┌────────
PR #1741, opened 2020-02-04
Detect kernel lockdown

superm1:
This should avoid at least one cause of this showing up in dmesg every time fwupd starts:

```
Lockdown: fwupd: /dev/mem,kmem,port is restricted; see man kernel_lockdown.7
```

Type of pull request:
- [ ] Code fix
- [x] Feature
- [ ] Documentation

### DIFF
--- a/libfwupdplugin/fu-common.c
+++ b/libfwupdplugin/fu-common.c
@@ -1044,6 +1044,12 @@ fu_common_get_path (FuPathKind path_kind)
 		if (tmp != NULL)
 			return g_strdup (tmp);
 		return g_strdup ("/sys/bus/platform/drivers");
+	/* /sys/kernel/security */
+	case FU_PATH_KIND_SYSFSDIR_SECURITY:
+		tmp = g_getenv ("FWUPD_SYSFSSECURITYDIR");
+		if (tmp != NULL)
+			return g_strdup (tmp);
+		return g_strdup ("/sys/kernel/security");
 	/* /etc */
 	case FU_PATH_KIND_SYSCONFDIR:
 		tmp = g_getenv ("FWUPD_SYSCONFDIR");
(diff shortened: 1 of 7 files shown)


libfwupdplugin/fu-common.c
```diff
@@ -1923,3 +1929,37 @@ fu_byte_array_append_uint32 (GByteArray *array, guint32 data, FuEndianType endia
...
+	options = g_strsplit (data, " ", -1);
+	for (guint i = 0; options[i] != NULL; i++) {
+		if (g_strcmp0 (options[i], "[none]") == 0)
+			return FALSE;
+	}
+	return TRUE;
+#else
+	return FALSE;
+#endif
+}
```
hughsie: I think you want a new line here.

libfwupdplugin/fu-common.c
```diff
@@ -1923,3 +1929,37 @@ fu_byte_array_append_uint32 (GByteArray *array, guint32 data, FuEndianType endia
...
+
+	if (!g_file_test (fname, G_FILE_TEST_EXISTS))
+		return FALSE;
+	if (!g_file_get_contents (fname, &data, &len, NULL))
+		return FALSE;
+	if (len < 1)
+		return FALSE;
+	options = g_strsplit (data, " ", -1);
+	for (guint i = 0; options[i] != NULL; i++) {
+		if (g_strcmp0 (options[i], "[none]") == 0)
```
hughsie: interesting, are the square brackets meaning inverted?

libfwupdplugin/fu-common.c
```diff
@@ -1923,3 +1929,37 @@ fu_byte_array_append_uint32 (GByteArray *array, guint32 data, FuEndianType endia
...
+
+/**
+ * fu_common_kernel_locked_down:
+ *
+ * Determines if kernel lockdown in effect
+ *
+ * Since: 1.3.8
+ **/
+gboolean
+fu_common_kernel_locked_down (void)
```
hughsie: could we add some tests for this please?

libfwupdplugin/fu-common.c
superm1: Here is what it looks like:
```
$ sudo cat /sys/kernel/security/lockdown 
none integrity [confidentiality]
```

I was thinking that detecting the `none` case makes most sense in case more options are added later.

hughsie: I'll admit I'm a bit confused what value means what.

libfwupdplugin/fu-common.c
superm1: Added

libfwupdplugin/fu-common.c
superm1: Fixed

libfwupdplugin/fu-common.c
superm1: I've seen this nomenclature in the kernel sysfs files previously, and actually used it myself in a driver I wrote.

The thing in the brackets is what's picked.  The other things are possible options.  So rather than two sysfs files that are:
`current_value` and 
`possible_values`

You just read one and can tell all the possible values and which one is active.

hughsie: TIL, thanks.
└────────
▶ _Brief_
Looking at the data above, count the lines that contain the string "files" and give only the count.

▶ _Response area_
3